→ **DATA PROVIDED**:
---*---
PR #3600, opened 2026-07-02
Backfill existing history documents to legacy_history

igboyes:
## Summary
- Adds an idempotent Alembic revision (step 3 of the history → Postgres migration) that copies every Mongo `history` document into the `legacy_history` table so both stores converge before reads switch over.
- Puts the copy in a shared `copy_history_to_postgres` helper the later re-backfill revision can reuse, and reuses the dual-write `legacy_history_values` mapping so field mapping (including the sentinel-to-NULL rules) cannot drift between the two paths.
- Resolves each document's `user` to a Postgres `users.id`, raising rather than storing NULL when it can't be resolved; snapshots ids up front and commits per document with `ON CONFLICT (legacy_id) DO NOTHING` for safe re-runs.

### DIFF
--- a/assets/revisions/rev_iltemfg2gul8_copy_history_to_postgres.py
+++ b/assets/revisions/rev_iltemfg2gul8_copy_history_to_postgres.py
@@ -1,0 +1,38 @@
+"""Copy history to postgres.
+
+Revision ID: iltemfg2gul8
+Date: 2026-07-02 16:12:31.701659
+
+"""
+
+import arrow
+from structlog import get_logger
+
+from virtool.history.migration import copy_history_to_postgres
+from virtool.migration import MigrationContext
+
+logger = get_logger("migration")
+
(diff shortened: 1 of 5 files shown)


igboyes:
@sourcery-ai All three points are intentional and follow the project's documented migration process (CLAUDE.md, MongoDB migration step 3):

1. Snapshotting `_id`s up front is required — the projection-only snapshot plus per-`_id` fetch is deliberate to avoid holding a cursor open for the whole collection (cursor timeouts). Not changing.
2. Per-document commits are prescribed to bound memory and allow mid-run recovery. Not batching.
3. `user` is a required relationship for history, so raising on an unresolvable user is correct — the convention is log+NULL only for optional/historically-deletable references, which `user` is not.

CI (stale `test_apply.ambr` snapshot) fixed in 44ee56de6.

PR #3601, opened 2026-07-02
Drop the ml_models and ml_model_releases tables and ML blobs

igboyes:
## Summary
- Add an Alembic revision that drops the `ml_model_releases` and `ml_models` tables (reversing `814389ec5021` and `f8ad70032e9c`); the downgrade recreates both, including the `size` column and `model_id` FK.
- Add a Virtool revision that deletes the orphaned ML release archives under the `ml/` storage prefix. Deletion is irreversible and idempotent.
- Final teardown step of the ML/iimi removal; closes VIR-2555.


igboyes:
Both suggestions skipped:

1. `required_alembic_revision` — not read anywhere in the migration apply logic (vestigial field); ordering is enforced by `alembic_down_revision`, already set to `14c5bc110756`. The blob cleanup also touches only object storage, so it has no schema dependency on the table drop.
2. Logging — `error=repr(exc)` matches the `rev_icp41e0o5dwn_purge_iimi_analyses` precedent this revision was modeled on. These are best-effort orphan logs; the key + error message is what an operator needs, not a stack trace into obstore internals.

PR #3609, opened 2026-07-02
Read patch_to_version change list from Postgres

igboyes:
## Summary
- Switch `patch_to_version`'s change-list read from the Mongo `history` collection to the `legacy_history` table (ordered by `otu_version` descending), completing the step-4 read switch for the History → Postgres migration.
- Iterate the ordered rows with the original append/break loop so the `"removed"` sentinel, the `version > target` check, and the terminating break are preserved exactly; diff resolution stays on Postgres via `_resolve_diffs`. The function signature is unchanged, so no call sites needed edits.
- Extract a shared `coerce_otu_version` helper (reused in `legacy_history_document` and `get_most_recent_change`), and update tests: add an intermediate-version case, reseed the missing-diff test against `legacy_history`, and move the inline-diff guard test to `_resolve_diffs` where that path is now reachable.

### DIFF
--- a/tests/history/__snapshots__/test_db.ambr
+++ b/tests/history/__snapshots__/test_db.ambr
@@ -419,3 +419,58 @@
     '6116cba1.2',
   ])
 # ---
+# name: test_patch_to_version_intermediate[current]
+  dict({
+    '_id': '6116cba1',
+    'abbreviation': 'TST',
+    'imported': True,
+    'isolates': list([
+    ]),
+    'last_indexed_version': 0,
+    'lower_name': 'prunus virus f',
+    'name': 'Test Virus',
+    'reference': dict({
+      'id': 'hxn167',
+    }),
+    'schema': list([
+    ]),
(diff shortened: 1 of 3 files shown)


igboyes:
Addressed in 750822b4d:

1. **Full materialization** — switched `.scalars().all()` to `session.stream_scalars(...)` and break early, so a heavily-edited OTU no longer loads its whole history. Kept the Python-side break rather than a SQL `WHERE otu_version > target` filter: the sequential-scan-with-break semantics are a deliberate faithful port of the legacy Mongo cursor (VIR-2500 requires preserving it), and a WHERE filter would diverge on any gapped or non-monotonic version sequence.

2. **Pseudo-change dict contract** — extracted `_change_to_revert(row)` so the shape shared with `_resolve_diffs` (`_id`, `"postgres"` diff sentinel, `method_name`, coerced `otu.version`) is defined and documented in one place.

PR #3618, opened 2026-07-03
Create references Postgres tables and models

igboyes:
## Summary
- Adds the `SQLReference`, `SQLReferenceGroup`, and `SQLReferenceUser` models in `virtool/references/sql.py` and an Alembic revision creating the `legacy_references`, `legacy_reference_groups`, and `legacy_reference_users` tables — Step 1 of the references Mongo→Postgres migration (schema only; no dual-write, backfill, or reads).
- Normalizes per-reference group/user rights into composite-PK child tables and maps `source_types` to JSONB; drops `space`, `data_type`, `internal_control`, and the retired remote-flow fields (`release`, `remotes_from`, `installed`, `updates`, `updating`).
- Removes the official-reference archive guard and stops returning `installed`/`updating` (dead after the remote-machinery removal).
- FKs into `legacy_references` (`cloned_from_id`, child `reference_id`) are `BigInteger` to match the PK; outbound FKs to serial PKs stay `Integer`. `organism` is non-nullable `String` defaulting to `""`, so backfills must coalesce missing Mongo values.


igboyes:
@sourcery-ai re your two points:

1. **FK type mismatch — fixed** in 700c5943. `cloned_from_id` and the child tables' `reference_id` now use `BigInteger` to match the `legacy_references.id` BigInteger Identity PK (mirroring the `legacy_samples` convention). The remaining FKs (`user_id`, `upload_id`, `task_id`, `group_id`) point at Integer serial PKs and stay `Integer` intentionally.

2. **Nullability — no change needed.** The flagged fields (`name`, `description`, `organism`, `created_at`) are non-Optional `Mapped[...]` annotations, which SQLAlchemy 2.0 already maps to `NOT NULL`; the ORM and the migration are aligned. This is the established pattern across the codebase's models.

PR #3620, opened 2026-07-03
remove remote-reference machinery

igboyes:
## Summary
- Retire the GitHub release-check/install/update flow for references (routes, tasks, data-layer and db methods) now that the frontend no longer calls it or reads `official_installed`. Stored Mongo remote-state is left untouched with no migration, so the installed Plant Viruses reference stays analyzable.
- Drop the `release`/`remotes_from` response fields and the orphaned bulk-update modules; keep the read-only `installed` derivation and the official-reference archive guard intact.
- Fold the now HMM-only helpers from `github.py`/`releases.py` into `virtool/hmm/` and delete the two top-level modules, along with the dead `ReleaseType.REFERENCES` enum member.


igboyes:
@codex

igboyes:
Re: Sourcery review:

- **`ReferenceInstalled`** is intentionally kept — it's still the type of `ReferenceMinimal.installed` (`virtool/references/models.py:108`). The read-only `installed` derivation is deliberately retained (VIR-2594) so the already-installed Plant Viruses reference still renders; only `ReferenceRelease`/`ReferenceRemotesFrom` were removed.
- **`DataFaker.tasks.create()`** — good catch. Dropped the now-single-element `random_element` wrapper and create `CloneReferenceTask` directly in 13e7e0f9.

PR #3621, opened 2026-07-03
fix: revert removed history changes without 500

igboyes:
## Summary
- Deleting a `.removed` history change ran `"removed" - 1`, raising an uncaught `TypeError` (not a `DatabaseError`) and returning a 500.
- `HistoryData.delete()` now computes an explicit target version for removal changes — the OTU's highest numbered `otu_version` — so `patch_to_version` reverts only the removal and restores the OTU to its pre-removal state.
- Adds a regression test for reverting a `.removed` change; the pre-existing `test_revert` parametrized `remove` but always deleted a numbered change, so the path was never exercised.

### DIFF
--- a/tests/history/test_data.py
+++ b/tests/history/test_data.py
@@ -124,6 +124,32 @@ class TestDelete:
         assert await legacy_history_ids(pg) == ["6116cba1.0", "6116cba1.1"]
         assert await history_diff_ids(pg) == ["6116cba1.0", "6116cba1.1"]
 
+    async def test_removed(
+        self,
+        create_mock_history,
+        mongo: Mongo,
+        pg: AsyncEngine,
+    ):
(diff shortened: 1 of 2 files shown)


igboyes:
Re: Sourcery review — declining both suggestions:

1. `scalar_one()` won't raise here. The query is an aggregate (`SELECT max(cast(otu_version AS Integer))`), which always returns exactly one row — NULL when no rows match — so `scalar_one()` returns `None` rather than raising `NoResultFound`.

2. The "`.removed` change with no prior numbered versions" state can't occur. A removal is always preceded by the OTU's `.0` creation change (an OTU must exist before it can be removed), which carries a numbered `otu_version`. So `max(...)` is always ≥ 0 and `target_version` is never `None`. No extra guard needed.

PR #3623, opened 2026-07-03
refactor: collapse history dual-write to postgres only

igboyes:
- Removes Mongo access from history create, update, delete, and index-assignment flows — `legacy_history` and `history_diffs` in Postgres are now the sole write target (VIR-2501, migration step 6).
- Keeps `both_transactions` blocks that still coordinate non-migrated Mongo collections (indexes, otus, sequences); only the `mongo.history` writes are dropped from them.
- Leaves `migration.py`'s Mongo reads in applied backfill revisions untouched.

### DIFF
--- a/tests/history/__snapshots__/test_api.ambr
+++ b/tests/history/__snapshots__/test_api.ambr
@@ -162,54 +162,6 @@
 # name: test_revert[True-False-None].1
   list([
     dict({
-      '_id': '6116cba1.0',
-      'created_at': datetime.datetime(2017, 7, 12, 16, 0, 50, 495000),
-      'description': 'Description',
-      'diff': 'postgres',
-      'index': dict({
-        'id': 'unbuilt',
-        'version': 'unbuilt',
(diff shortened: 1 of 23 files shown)


igboyes:
Re Sourcery review:

1. **Optional caller-supplied `AsyncSession` for `add()`** — declining. Decoupling the history write from the caller's Mongo transaction is the intended outcome of migration step 6 (the recipe prescribes replacing the `both_transactions` block with a plain `AsyncSession` write). Reintroducing an optional session would re-couple the two stores and conflicts with this repo's "no optional deps with silent fallback" rule. History and the OTU Mongo documents are separate stores now by design.

2. **Stale dual-write / Mongo-history wording** — fixed in 8097da28a (history docstrings and the index-delete test docstring). The remaining `both_transactions` / `retry_both_transactions` references are accurate: those blocks still coordinate non-migrated Mongo collections (indexes, otus, sequences) with the PG history write.

PR #3636, opened 2026-07-07
feat(migration): reference analyses and history by integer foreign key

igboyes:
## Summary
- Add nullable integer `reference_id` foreign keys to the analyses and `legacy_history` Postgres tables, backfilling existing string references to their integer primary keys
- Populate `reference_id` on the write path and switch reads to the integer foreign key
- Add `fake.references.create()` to dual-write references to Mongo and Postgres for test seeding

### DIFF
--- a/assets/alembic/versions/91b32f49a8b2_add_reference_id_to_analyses_and_legacy_.py
+++ b/assets/alembic/versions/91b32f49a8b2_add_reference_id_to_analyses_and_legacy_.py
@@ -1,0 +1,55 @@
+"""add reference_id to analyses and legacy_history
+
+Phase 1 of keying ``analyses`` and ``legacy_history`` by an integer FK to
+``legacy_references`` instead of the legacy Mongo ``reference`` string. Purely
+additive: adds a nullable ``reference_id BIGINT REFERENCES legacy_references(id)``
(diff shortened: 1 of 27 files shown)


igboyes:
Thanks — engaging with both points:

**Backfill NULL detection.** `reference` is a NOT NULL column (`Mapped[str]`) on both `analyses` and `legacy_history`, so a row can never legitimately have a blank/NULL `reference`. After the set-based `UPDATE`, `reference_id IS NULL` therefore unambiguously means the legacy string resolved to no `legacy_references` row — there is no missing-vs-unresolved distinction to draw, and the error already lists the offending strings. Leaving as-is.

**Duplicated seeding helpers.** `seed_pg_reference`/`seed_reference` are identical, but the wider set Sourcery groups together actually diverges where it matters: `ensure_reference` is session-scoped, get-or-create, and returns the integer id; the migration test uses a raw insert; and each helper pins a fixed `created_at` for snapshot determinism that the dual-writing `fake.references.create()` intentionally doesn't offer. The real dual-write path is already centralized in that new faker. Consolidating the remaining test-only Postgres seeders would trade per-module clarity for a new shared-helper pattern with little benefit, so leaving them local.

PR #3638, opened 2026-07-07
feat(migration): purge orphaned reference data before backfill

igboyes:
## Summary
- Add a revision that runs before the reference-id backfill to clean up references that were deleted from Mongo without cascading, which previously made the backfill abort
- Archive orphaned OTUs, sequences, and indexes into `deleted_*` collections and drop their `legacy_history` rows, after verifying no analysis still depends on them
- Leave the backfill as a strict correctness guard once orphans are cleared

### DIFF
--- a/assets/revisions/rev_0uwpffz8adx0_purge_orphaned_references.py
+++ b/assets/revisions/rev_0uwpffz8adx0_purge_orphaned_references.py
@@ -1,0 +1,44 @@
+"""Purge orphaned references.
+
+Remove the OTU, sequence, index, and history data belonging to references whose
+Mongo document was deleted without cascading to its children. These orphans were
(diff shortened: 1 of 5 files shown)


igboyes:
Addressing Sourcery's review:

- **Null/missing `reference.id`**: valid catch — fixed in d69156b99. `_find_orphaned_reference_ids` now filters falsy ids, so a null/missing reference can't enter the orphan set and get swept by the archival `$in` query. Added a regression test.

- **`to_list` in `_archive_and_delete`**: declining — this isn't a materialization concern. `$merge` is a terminal write stage that returns **no** documents to the client, so `to_list(length=None)` yields an empty list, not the matched set. It's also required: motor's `aggregate()` is a latent cursor, so the pipeline (and thus the server-side merge) only executes once the cursor is consumed. The archival + delete run entirely server-side.

PR #3660, opened 2026-07-09
chore: add copy to the storage backend protocol

igboyes:
Object stores have no rename — re-keying an object is always a copy followed by a delete. This adds `copy` to `StorageBackend` and implements it across all five backends, as groundwork for VIR-2626 (keying sample storage objects by integer primary key).

`ObjectProvider` issues a server-side copy via obstore, so multi-gigabyte reads files never transit the API server. `FallbackStorageRouter` promotes a fallback-resident source into the primary rather than moving it, leaving the source in place until the caller has committed.

The re-keying migration itself is deferred until after the Mongo work, so `copy` has no call site yet. Note it must land before `legacy_id` can be dropped from `legacy_samples`, since sample storage prefixes still derive from it.

One known gap: S3's single-request `CopyObject` caps at 5 GiB and larger objects need a multipart copy. The integration tests cover objects spanning multiple write chunks but not that ceiling, and sample reads files exceed it. Whether obstore switches to multipart transparently needs to be established before any migration re-keys real reads files.

### DIFF
--- a/tests/storage/test_filesystem.py
+++ b/tests/storage/test_filesystem.py
@@ -88,6 +88,60 @@ class TestWrite:
         assert not (tmp_path / "target.txt").exists()
 
 
+class TestCopy:
+    async def test_ok(self, provider, tmp_path):
+        await provider.write("samples/abc/reads.fq.gz", _async_iter(b"read data"))
+
+        await provider.copy("samples/abc/reads.fq.gz", "samples/12/reads.fq.gz")
+
+        assert (
+            tmp_path / "samples" / "12" / "reads.fq.gz"
+        ).read_bytes() == b"read data"
+
+    async def test_leaves_source_in_place(self, provider, tmp_path):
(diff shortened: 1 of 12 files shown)


igboyes:
Closing unmerged. The re-keying migration this was groundwork for is superseded by [VIR-2631](https://linear.app/virtool/issue/VIR-2631/remediate-storage-keys-across-all-resources), which recommends opaque `storage_key` columns instead — under that approach no object ever moves, so `copy` would have no call site.

Rather than merge a `StorageBackend` method that all five backends must implement and nobody calls, this stays closed. If VIR-2631 lands on the integer-id approach after all, reopen this: the implementation is complete and tested, including against Garage and Azurite.

Worth recording from the work here: obstore's `copy_async(store, from_, to, *, overwrite=True)` issues a server-side copy, overwrites by default, and raises `FileNotFoundError` on a missing source. Its `rename` is copy-then-delete, not an atomic move.

PR #135, opened 2019-02-28
remove etcd/raft dependency

zhangjinpeng1987:
Etcd use its own proto file, there are some conflicts with kvproto/eraftpb.


coocood:
We can put the raft code under the repository root to simplify import path.

coocood:
LGTM

PR #136, opened 2019-03-01
use MultiGet in Prewrite

coocood:


ngaut:
LGTM, please merge dependent PR in https://github.com/coocood/badger/pull/80 first.

PR #137, opened 2019-03-04
check region epoch

zhangjinpeng1987:

### DIFF
--- a/tikv/raftstore/util.go
+++ b/tikv/raftstore/util.go
@@ -1,15 +1,37 @@
 package raftstore
 
 import (
-	"time"
+	"bytes"
+	"fmt"
+	"github.com/ngaut/log"
+	"github.com/pingcap/kvproto/pkg/eraftpb"
+	"github.com/pingcap/kvproto/pkg/metapb"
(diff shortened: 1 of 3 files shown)


tikv/raftstore/util.go
```diff
@@ -231,3 +253,67 @@ func U64ToTime(u uint64) time.Time {
...
+func CheckRegionEpoch(req *raft_cmdpb.RaftCmdRequest, region *metapb.Region, includeRegion bool) error {
+	checkVer, checkConfVer := false, false
+	if req.AdminRequest == nil {
+		checkVer = true
+	} else {
+		switch req.AdminRequest.CmdType {
+		case raft_cmdpb.AdminCmdType_CompactLog, raft_cmdpb.AdminCmdType_InvalidAdmin,
+			raft_cmdpb.AdminCmdType_ComputeHash, raft_cmdpb.AdminCmdType_VerifyHash:
+			{
+			}
```
coocood: We don't need the two braces.

coocood:
LGTM

PR #138, opened 2019-03-05
init peer

zhangjinpeng1987:


tikv/raftstore/peer.go
```diff
@@ -0,0 +1,375 @@
...
+	PendingMergeState *rspb.MergeState
+	leaderMissingTime *time.Time
+	leaderLease *Lease
+
+	// If a snapshot is being applied asynchronously, messages should not be sent.
+	pendingMessages []eraftpb.Message
+	PendingMergeApplyResult *WaitApplyResultStat
+	PeerStat *PeerStat
+
+	applyRouter router
```
coocood: This field is not present in TikV.

tikv/raftstore/peer.go
```diff
@@ -0,0 +1,375 @@
...
+
+type DestroyPeerJob struct {
+	Initialized bool
+	AsyncRemove bool
+	RegionId uint64
+	Peer *metapb.Peer
+}
+
+type Peer struct {
+	Cfg *Config
```
coocood: TiKV doesn't have this field.

tikv/raftstore/peer.go
```diff
@@ -0,0 +1,375 @@
...
+	raftCfg := &raft.Config {
+		ID: peer.GetId(),
+		ElectionTick: cfg.RaftElectionTimeoutTicks,
+		HeartbeatTick: cfg.RaftHeartbeatTicks,
+		MaxSizePerMsg: cfg.RaftMaxSizePerMsg,
+		MaxInflightMsgs: cfg.RaftMaxInflightMsgs,
+		Applied: appliedIndex,
+		CheckQuorum: true,
+		PreVote: cfg.Prevote,
+		Storage: ps,
```
coocood: Missing `skip_bcast_commit`?

tikv/raftstore/peer.go
```diff
@@ -0,0 +1,375 @@
...
+		RaftGroup: raftGroup,
+		peerStorage: ps,
+		proposals: newProposalQueue(),
+		applyProposals: make([]*Proposal, 0),
+		pendingReads: NewReadIndexQueue(),
+		peerCache: make(map[uint64]*metapb.Peer),
+		PeerHeartbeats: make(map[uint64]time.Time),
+		PeersStartPendingTime: make(map[uint64]time.Time),
+		RecentAddedPeer: NewRecentAddedPeer(uint64(cfg.RaftRejectTransferLeaderDuration.Seconds())),
+		SizeDiffHint: 0,
```
coocood: I think we can remove those zero value fields.

tikv/raftstore/peer.go
zhangjinpeng1987: Will add it later, not this pr.

coocood:
LGTM

PR #145, opened 2019-03-10
propose with context

zhangjinpeng1987:

Propose with context after raft lib has implemented the feature.


coocood:
LGTM

PR #147, opened 2019-03-12
port PeerFsm step 1

coocood:
The ticker is different from TiKV but does the same work.

### DIFF
--- a/tikv/raftstore/fsm_peer.go
+++ b/tikv/raftstore/fsm_peer.go
@@ -1,0 +1,643 @@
---*---
→ **WHAT YOU NEED TO DO**: A single number is the answer here: how many lines above carry the string "shown"?

→ **ANSWER AREA**: 8